IN MUSIC, the average age of oldsters drops to the 70s. OK, Leonard Cohen is an elegant old codger and still has poetry in his heart. But can we get over Mick (“I got nasty habits”) Jagger and Wrinkled Richards? And what’s with Ancient Babyface Paul McCartney, rumoured to be dead since ’69 and surfacing alive once again after a terrifying experience. His helicopter became DISORIENTATED, as hecklerspray.com tells us. So, please, please, can we move on to tech-house music now? The synthesizers always look good.

IN LITERATURE, kudos to Alice Munro. She’s the exception to the old-timer rule. Refused to be considered for the Giller Prize, remembered that there is a next generation.

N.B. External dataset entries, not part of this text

PR #35, opened 2023-07-11
Fix/delim_names

worksofliam:


worksofliam:
Tests have been created for many instances where both system name and SQL name can be used, using the test data in the attached issue.

image

worksofliam:
@davecharron This PR is now ready for review.

davecharron:
I suppose the delimiting quotes do not need to be displayed in the tree, but the case within the name must be preserved.
Consider...
image
``` sql
-- These tables and their primary keys are not the same.  Case within quotes is significant.
CREATE TABLE "TestDelimiters"."Delimited Table" ("Delimited Column" INTEGER DEFAULT NULL, 
CONSTRAINT "TestDelimiters"."Delimited Key" PRIMARY KEY ("Delimited Column"));

CREATE TABLE "TestDelimiters"."delimited table" ("delimited column" INTEGER DEFAULT NULL, 
CONSTRAINT "TestDelimiters"."delimited key" PRIMARY KEY ("delimited column"));

```

src/database/statement.ts
```diff
@@ -8,4 +8,16 @@ export default class Statement {
       linesBetweenQueries: 2, // Defaults to 1
     });
   }
+
+  static delimName(name: string) {
+    if (name.startsWith(`"`) && name.endsWith(`"`)) return name;
+    if (name.includes(` `)) return `"${name}"`;
+    if (name.length <= 10) return name.toUpperCase();
+    else return `"${name}"`;
+  }
```
davecharron, line 17: With a method like this, the calling context is important.
Did the value come from an SQL catalog, or did the user type in the value?
Values from the catalog are already normalized, but user input could be anything.

For example, input value `create_sql_sample`
See test in `testing/database.ts` at line 71

If that value came from a catalog, then the case is very likely significant, and thus must be delimited in order to preserve it.
But if the value was typed in by the user, since they did not delimit the value, it should be folded to uppercase, because as it is it is a valid ordinary identifier which can be up to 128 characters long.

src/testing/database.ts
```diff
@@ -0,0 +1,143 @@
...
+
+      const sqlDelim = Statement.delimName(sqlSchema);
+      assert.strictEqual(sqlDelim, sqlSchema); // No change expect
+
+      const withSpace = Statement.delimName(`my object`);
+      assert.strictEqual(withSpace, `"my object"`);
+
+      const longName = Statement.delimName(`create_sql_sample`);
+      assert.strictEqual(longName, `"create_sql_sample"`);
+    }},
```
davecharron, line 73: See my comment in `database/statement.ts`
We should add comments here to make it clear what we are testing.
This test is expecting the return value be delimited, indicating that the input value would have come from an SQL catalog.

src/database/schemas.ts
```diff
@@ -134,11 +135,14 @@ export default class Database {
   static async generateSQL(schema: string, object: string, type: SQLType): Promise<string> {
     const content = instance.getContent();
```
davecharron, line 136:
```suggestion
```
Not used

src/database/schemas.ts
```diff
@@ -134,11 +135,14 @@ export default class Database {
...
 
-    schema = schema.toUpperCase();
+    schema = Statement.noQuotes(Statement.delimName(schema));
+    object = Statement.noQuotes(Statement.delimName(object));
+
+    // Remove plural and convert to uppercase. Needs work
+    let validType: string = type.substring(0, type.length-1).toUpperCase();
```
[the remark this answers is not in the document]
worksofliam: Replaced with type map in new commit.

src/database/statement.ts
worksofliam: > Did the value come from an SQL catalog, or did the user type in the value?

Yeah, I realized half-way through this impl. that I might need to do something like this. I am going to add an additional parameter to handle these cases.

src/testing/database.ts
worksofliam: Test updated.

worksofliam:
@davecharron New commits are in to hopefully resolve your raised issues. Let me know what you think. Thanks!

src/database/statement.ts
```diff
@@ -9,11 +9,18 @@ export default class Statement {
...
+   * @returns 
+   */
+  static delimName(name: string, fromUser = false) {
+    if (fromUser && name.startsWith(`"`) && name.endsWith(`"`)) return name;
+    if (fromUser === false && name.includes(` `)) return `"${name}"`;
     if (name.length <= 10) return name.toUpperCase();
-    else return `"${name}"`;
+    else if (fromUser) return `"${name}"`;
+    else return name;
   }
```
davecharron: I think this still needs tweaking.  This is not complete, but gives an idea of what I think is needed.
``` typescript
    if (fromUser) { // The name was input by the user
      // If already delimited, return it as-is
      if (name.startsWith(`"`) && name.endsWith(`"`)) return name;
      // If the value contains a space or decimal it needs to be delimited
      if (name.includes(` `) || name.includes(`.`)) return `"${name}"`;
      // Otherwise, fold to uppercase.  The user should have explicitly delimited if that was their intention.
      return name.toUpperCase();
    } else { // The name came from a catalog file query
      // If the name contains characters other than the valid variants, uppercase, digits, or underscores, it must be delimited
      // Note: looks like there is some good logic in vscode-ibmi\src\api\IBMi.ts\parserMemberPath that has a regex that is variant-character aware
      if (name.match(`[^A-Z0-9_@#$]`)) return `"${name}"`;
      // The name should already be uppercase coming from the catalog so just return it
      return name;
    }
```

src/database/schemas.ts
```diff
@@ -18,7 +33,7 @@ const typeMap = {
 export default class Database {
   static async getObjects(schema: string, type: SQLType, details: PageData = {}): Promise<BasicSQLObject[]> {
     // The database doesn't store the object name with the quotes.
-    schema = Statement.noQuotes(Statement.delimName(schema));
+    schema = Statement.noQuotes(Statement.delimName(schema, true));
```
davecharron, line 36: Calls to getObjects are likely driven by the user navigating the Schema Browser.  In that context, the schema name is not user input.  Further, it should already be properly delimited, so it only needs to be stripped of its quotes.
```suggestion
    schema = Statement.noQuotes(schema);
```

davecharron (changes requested):

src/database/schemas.ts
davecharron: Thinking more about this, I guess maybe the code is necessary for a non-delimited schema name, as it displays in lowercase and needs to go through `delimitName` to get upper-cased.  If so, disregard this suggestion.

src/database/schemas.ts
```diff
@@ -133,13 +148,10 @@ export default class Database {
...
 
   static async generateSQL(schema: string, object: string, type: SQLType): Promise<string> {
-    const content = instance.getContent();
-
     schema = Statement.noQuotes(Statement.delimName(schema));
     object = Statement.noQuotes(Statement.delimName(object));
 
-    // Remove plural and convert to uppercase. Needs work
-    let validType: string = type.substring(0, type.length-1).toUpperCase();
+    let validType: string = internalTypes[type];
```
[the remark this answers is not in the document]
worksofliam: This was totally my mistake. It was never `SQLType` in the first place (as we were passing in the 'internal type' like `TABLE` or `ALIAS` as inherited from a previous query). I am undoing my change and no longer using the `SQLType` type for the type parameter.

src/database/statement.ts
worksofliam: Your comments made it much easier for me to understand, thanks. I went ahead and used this as a base for the change and also implemented `validQsysName` which uses the variant characters from the connection to validate it. A new commit is in. Let me know what you think.

forstie:
Liam, 
This delimited name test isn't working. The table does not appear under tables.

image

forstie:
```
create schema "lower";
create table "lower"."lowt"("clo" integer);

```

forstie:
Thanks Liam for all the fixes. 
Here's some of what I tried:

`
create schema "CaMel";
create table "CaMel"."CoWt"("cLo" integer);
create view "CaMel"."CoWv" as select * from "CaMel"."CoWt";
create index "CaMel"."CoWi" on   "CaMel"."CoWt"("cLo");
create type "CaMel"."CoWt" as integer;
create procedure "CaMel"."CoWp" begin end;
create procedure "CaMel".proc1(p1 integer) begin end;
create procedure "CaMel"."CoWp2"("p1234" integer) begin end;
create procedure "CaMel".proc1(p1 integer) begin end;
create alias "CaMel"."Al's my pal today" for "CaMel"."CoWt";

create function "CaMel".fun1(p1 integer) returns integer return -1;
create function "CaMel"."fun2"("p1234" integer) returns integer return -1;
create function "CaMel"."Funny3"(p1 integer) returns integer return -1;
create variable  "CaMel"."Varbie was here today""!"" "   timestamp(12);
CREATE OR REPLACE VARIABLE "CaMel"."Varbie was here today""!""" FOR SYSTEM NAME "Varb0001" TIMESTAMP(12);`

worksofliam:
Thank you @forstie!

@davecharron Whenever you get the chance, can you perform a code review and some user testing? Thanks!

davecharron (approved):
All looks pretty good to me.  Ship it!

worksofliam:
@davecharron let’s go!!! Thank you 🙏

PR #42, opened 2023-07-13
bugfix: "Statement has already been fully run"

ThePrez:
Running the same statement multiple times resulted in an error saying "Statement has already been run" or "Statement has already been fully run."
Root cause is that we're reusing the web view to post result sets. We may want to revisit that core design decision in the future, but for now, we can simply reset the query object used in the view.


worksofliam (approved):
Tested with Jesse and no we are no longer seeing the message in the UI.

PR #43, opened 2023-07-13
Use EventEmitter to allow async server-side activity

ThePrez:


src/testing/jobs.ts
```diff
@@ -192,6 +192,37 @@ export const JobsSuite: TestSuite = {
...
+
+      await newJob.connect();
+      let stmt = `select * from QIWS.QCUSTCDT`;
+      let stmt2 = `values (job_name)`;
+      const resultAPromise = newJob.query(stmt).run();
+      const result2APromise = newJob.query(stmt2).run();
+      const resultBPromise = newJob.query(stmt).run();
+      const resultCPromise = newJob.query(stmt).run();
+      const result2BPromise = newJob.query(stmt2).run();
+      await Promise.all([resultAPromise,result2APromise, resultBPromise, resultCPromise, result2BPromise] ).then((values) => {
```
worksofliam, line 207: Can we do `const values = await Promise.all(...)` and use `try/catch/finally` with it.

PR #52, opened 2023-07-14
Allow column headers to be resizable

worksofliam:
Enables a horizontal drag on column headers.


forstie:
I tried to use this and could not find any way to resize my columns.

worksofliam:
Will come at a later time

PR #1477, opened 2018-03-23
Specify Subject Prefix config

mkonikov:
## What does this PR do?
Simply specifies in the notification plugin docs where the email subject prefix is set.

## How do I test this PR?
This PR only affects documentation.


wyattjoh:
We already specify the subject in our advanced configuration section:

https://docs.coralproject.net/talk/advanced-configuration/#TALK-EMAIL-SUBJECT-PREFIX

I'm hesitant to duplicate configuration docs, as the main docs search revealed it when I searched for "email subject".

mkonikov:
Maybe reference it somewhere/somehow?
It's not clear that an ENV var controls the subject without digging through the code. It doesn't even apply evenly to all notifications - prefix only appears before some. I assumed that it was fully controlled buy the `translations.yml` file.

wyattjoh:
Fair point, will address!

wyattjoh:
I've pushed a new PR that addresses this https://github.com/coralproject/talk/pull/1483. Let me know if the wording there makes sense @mkonikov!

PR #1478, opened 2018-03-23
Clarifying importance of order in plugins.json

mkonikov:
## What does this PR do?
Outlines the importance of ordering the plugins correctly when trying to override copy from another plugin. 

Before knowing this it presented an issue for me as I was trying to override the copy of the notifications plugin yet it did not work because I was using the `translations` hook inside my custom notification plugin which also needs to be listed before the core `talk-plugin-notifications` in order for the templates to register correctly.

## How do I test this PR?
This PR affects documentation only.


wyattjoh (approved):
Great comment!

PR #1484, opened 2018-03-26
Terms and conditions

okbel:
## What does this PR do?
- Adds the ability to dispatch `enableSubmitSignUpForm` and `disableSubmitSignUpForm` for `talk-plugin-auth`
- Adds `talk-plugin-health-report` that adds one last field to the Sign Up Form

More here: https://www.pivotaltracker.com/n/projects/1863625

Note: The translation service does not support receiving elements I was going to add an update to it but it's not worth it since we are going to upgrade our translation service. And more changes to it 

`talk-plugin-health-report` will be removed from this PR as soon as the review is done :)


wyattjoh:
`talk-plugin-health-report` should be extracted to another repository @okbel, as it's not a part of the core installation.

okbel:
👍 I'll leave it for testing and then I'll remove that folder. The PR is needed though, it has updates to the `talk-plugin-auth`

okbel:
@cvle ready to be checked! Thanks for the `hasBlocker` pattern 😄

plugins/talk-plugin-auth-checkbox/client/components/TermsAndConditionsField.js
```diff
@@ -0,0 +1,70 @@
+import React from 'react';
+import { Checkbox } from 'plugin-api/beta/client/components/ui';
+import { t } from 'plugin-api/beta/client/services';
+import styles from './TermsAndConditionsField.css';
+import cn from 'classnames';
+
+const TermsLink = () => (
+  <a
+    className={styles.link}
+    href={t('talk-plugin-health-report.terms-link')}
```
alinhle: Is the name `talk-plugin-health-report` here correct while the plugin name is `talk-plugin-auth-checkbox`?

plugins/talk-plugin-auth-checkbox/client/index.js
```diff
@@ -0,0 +1,9 @@
+import TermsAndConditionsField from './components/TermsAndConditionsField';
+import translations from './translations.yml';
+
+export default {
+  slots: {
+    'talkPluginAuth-formField': [TermsAndConditionsField],
```
alinhle: It feels a bit odd using the dash in combination with camelCase. What do you think of `talkPluginAuth.formField` instead?

alinhle (changes requested):
I removed `docs/source/_data/introspection.json` from the PR which seems to have been accidently commited and added it to `.gitignore`. I also changed the plugins service to produce a descriptive key which I replaced throughout the codebase where we relied on the talkPluginName instead. This makes sure no matter how many components a plugins adds to a slot, it still works. 

I adapted your blockers API to the above changed and simplified it a little bit. Besides the small review comments, it looks good!

plugins/talk-plugin-auth-checkbox/client/index.js
okbel: I like it :D

alinhle (dismissed):

kgardnr (approved):

PR #1485, opened 2018-03-26
Assets loader: fix typo getAssetsByID

dsteinel:
## What does this PR do?
This is about fixing a typo in a const. 
`genAssetsByID` it seems quite obvious that this should be named `getAssetsByID`

### DIFF
--- a/graph/loaders/assets.js
+++ b/graph/loaders/assets.js
@@ -2,7 +2,7 @@ const DataLoader = require('dataloader');
 const { URL } = require('url');
 const { singleJoinBy, SingletonResolver } = require('./util');
 
-const genAssetsByID = ({ connectors: { models: { Asset } } }, ids) =>
+const getAssetsByID = ({ connectors: { models: { Asset } } }, ids) =>
   Asset.find({
     id: {
       $in: ids,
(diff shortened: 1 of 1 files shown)


wyattjoh:
This was actually chosen intentionally! The concept was related to the fact that the function was designed for the https://github.com/facebook/dataloader, and was a "generator" style function for matching the signature of:

```
(ctx: graph.Context, queryIDs: Array<string>) -> Promise<Array<any>>
```

You can see the same pattern of naming here:

https://github.com/coralproject/talk/blob/0b624927b5e44a0aeedff90ee010c0765800bd07/graph/loaders/users.js#L212

And here:

https://github.com/coralproject/talk/blob/0b624927b5e44a0aeedff90ee010c0765800bd07/graph/loaders/actions.js#L177-L182

Though we seemed to have missed it here:

https://github.com/coralproject/talk/blob/0b624927b5e44a0aeedff90ee010c0765800bd07/graph/loaders/comments.js#L450

It should probably be updated/justified with comments, but we definitely appreciate the fined tooth comb of contributors verifying the codebase! Would love to hear any differing opinions on the naming issue 😄

dsteinel:
@wyattjoh ahh I see ... ok like this it makes sense! Thanks for replying on this.

wyattjoh:
No problem @dsteinel, and thanks for checking the code out!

No kudos for octogenarian Tom Wolfe, author of Bonfire of the Vanities, best-seller of yore and master of overstuffed prose today. What can I say about his latest book, BACK TO BLOOD? Let me quote the master himself: AahhhuhwaaaAHHHHHock! I second the Globe & Mail reviewer: Toss Wolfe’s mimetic nonsense on the bonfire.
And then there is Herman Wouk, another former best-selling author. Reviewer Michael Posner coyly admits he thought Wouk was dead, but he’s 97 and alive. So, OK, I’ll go with Posner on that one. Respect your elders and concede: At that age WOUK SHOULD BE SALUTED FOR GETTING OUT OF BED, let alone writing a novel.

The merciful thing about authors: You don’t have to look at their faces. Skip the author photo on the back cover of their books. Don’t go there, and you’ll be fine on the aesthetic front. As for literary taste, consult your inner lit.crit.